The original goal was to extract structured information (people, places, relationships) via OCR + AI analysis. The pipeline looks roughly like this:
• Bulk ingest via torrent (aria2c) • Normalize + upload to Cloudflare R2 • OCR and text extraction • Media classification + AI prioritization • AI analysis (DeepSeek) for entity extraction • Load structured results into PostgreSQL • Generate person↔document and person↔person relationships
At this scale, the bottleneck wasn’t storage — it was AI cost and throughput.
Running full AI enrichment over millions of pages is slow and compute-intensive. Because of that, only portions of the corpus were initially enriched with structured metadata.

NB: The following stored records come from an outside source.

PR #85, opened 2021-07-18
Zygote rules for solution_interface

lamorton:
Trying to solve [DifferentialEquations#746](https://github.com/SciML/DifferentialEquations.jl/issues/746). This is work in progress. At the moment, there are method ambiguities introduced by the lack of type specificity for the Zygote rules. In testing, I had been using `Num` from `Symbolics.jl` to specialize the adjoints, but inside `SciMLBase` that causes a circular dependency, and it's not completely general. I'm not sure if a Holy trait would work with Zygote here. 

Also, for `observed` quantities, I haven't figured out how to implement the adjoint for `sol[sym]` yet, but the adjoint of `sol[sym,i]` works for an individual time slice.


lamorton:
I'm puzzled by the fact that some of the method ambiguities are for the underlying `getindex` function itself, rather than for the adjoint.  For instance, the first ambiguity in the list is:
```julia
getindex(x::AbstractArray{T, N}, mask::FillArrays.Ones{Bool, N, Tuple{Vararg{Base.OneTo{Int64}, N}}}) where {T, N} in FillArrays at /home/runner/.julia/packages/FillArrays/5CbY2/src/trues.jl:39
```
vs.
```julia
getindex(A::SciMLBase.AbstractNoTimeSolution, sym) in SciMLBase at /home/runner/work/SciMLBase.jl/SciMLBase.jl/src/solutions/solution_interface.jl:95
```

ChrisRackauckas:
@shahsi @YingboMa @sharanry is there a way to not leave these getindexes completely open?

sharanry:
@ChrisRackauckas 
I think the circular dependency @lamorton is talking about and the open getindex can be easily fixed for good if we have access to all the Terms from symbolics through a base symbolics dependency instead of the current `issymbollike` hack.

As for fixing the ambiguity, for now, dispatching `getindex(A::SciMLBase.AbstractNoTimeSolution, mask::FillArrays.Ones)` should do the trick? This is however helpful only until we come across the next such ambiguity.

YingboMa:
Can we add those methods in Symbolics rather than in SciMLBase?

ChrisRackauckas:
Yes, let's move Symbolic to TermInterface.jl and just dispatch on that. @shashi

shashi:
The right way to check this is `Symbolics.unwrap(x) isa Symbolic`.... This is what I would suggest if you're adding the dependency on Symbolics.jl here

TermInterface deals with traits only, there are no types in there.

shashi:
We didn't plan on having abstract types in TermInterface.... That would be confusing. Maybe we can make a SymbolicsBase with `Symbolic`, `wrap` and `unwrap`.

cc @0x0f0f0f

lamorton:
I've found that using the scalar indexing rule results in very slow loss function evaluations, probably b/c the multitude of copies of the system that are being created. In fact, it's faster to use a gradient-free solver.

ChrisRackauckas:
That's a general Zygote thing. It's really unoptimized for that kind of scalar stuff. We should be using the Zygote.OneHot here.

Project.toml
```diff
@@ -18,6 +18,8 @@ StaticArrays = "90137ffa-7385-5640-81b9-e52037218182"
 Statistics = "10745b16-79ce-11e8-11f9-7d13ad32a3b2"
 Tables = "bd369af6-aec1-5ad0-b16a-f7cc5008161c"
 TreeViews = "a2a6695c-b41b-5b7d-aed9-dbfdeacea5d7"
+Zygote = "e88e6eb3-aa80-5325-afca-941959d7151f"
```
ChrisRackauckas, line 21: Zygote cannot be a dependency here.

src/solutions/zygote.jl
```diff
@@ -0,0 +1,40 @@
+@adjoint function getindex(VA::ODESolution, sym, j::Int)
```
ChrisRackauckas, line 1: Define these as ChainRules v1.0 rules?

ChrisRackauckas:
Seems to have gone stale.

PR #594, opened 2024-01-19
Allow for web UI endpoints to be disabled during build

Blackburn29:
## Description
- Adds build flags and a new base configuration to _optionally_ enable the React Web UI. 

When working with Heltec V3 boards, memory pressure is tight for HTTP requests memory due to the lack of PSRAM. The webserver is disabled by default but I figured it would be useful to allow users to be able to utilize the API endpoints without the need of the dedicated UI. 

(In my use-case I am building a standalone react app that can be self-hosted to manage many NightDriverStrip devices and I need API access but do not need the embedded UI)

I welcome any feedback on the platform IO build configuration as it is still pretty new to me and I want to make sure that I do not increase the build complexity too much

## Contributing requirements

### DIFF
--- a/include/globals.h
+++ b/include/globals.h
@@ -527,7 +527,7 @@ extern RemoteDebug Debug;           // Let everyone in the project know about it
     #define INCOMING_WIFI_ENABLED       1   // Accepting incoming color data and commands
     #define WAIT_FOR_WIFI               0   // Hold in setup until we have WiFi - for strips without effects
     #define TIME_BEFORE_LOCAL           2   // How many seconds before the lamp times out and shows local content
-    #define ENABLE_WEBSERVER            1  // Turn on the internal webserver
+    #define ENABLE_WEBSERVER            1   // Turn on the internal webserver
     #define ENABLE_NTP                  1   // Set the clock from the web
     #define ENABLE_OTA                  1   // Accept over the air flash updates
     #define ENABLE_REMOTE               1   // IR Remote Control
@@ -1171,7 +1171,15 @@ extern RemoteDebug Debug;           // Let everyone in the project know about it
 #endif
 
 #ifndef ENABLE_WEBSERVER
-#define ENABLE_WEBSERVER        0   // Chip provides a web server with controls to adjust effects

To avoid discoverability being limited by enrichment progress, I added:
• Full-text search across all 2.7M+ pages • Page-level deep linking into source documents • A conversational “Ask the Archive” feature that retrieves from the indexed corpus
The architecture today is:
Ingestion → OCR → Indexed text store → AI enrichment (incremental) → Postgres for relationships → Search + Graph + Chat layer
Some of the more interesting challenges:
• Entity collision from messy OCR output • Preventing high-degree “hub” entities from polluting graph queries • Incremental reprocessing when improving extraction • Balancing precomputed graph edges vs. query-time joins • Handling burst traffic (20–55k visits/day)
I’d appreciate feedback on: 1. Whether moving relationship storage to a graph-native DB would make sense long-term 2. Better strategies for incremental AI enrichment at this scale 3. Techniques to reduce noisy edge generation in large document graphs
Happy to answer technical questions.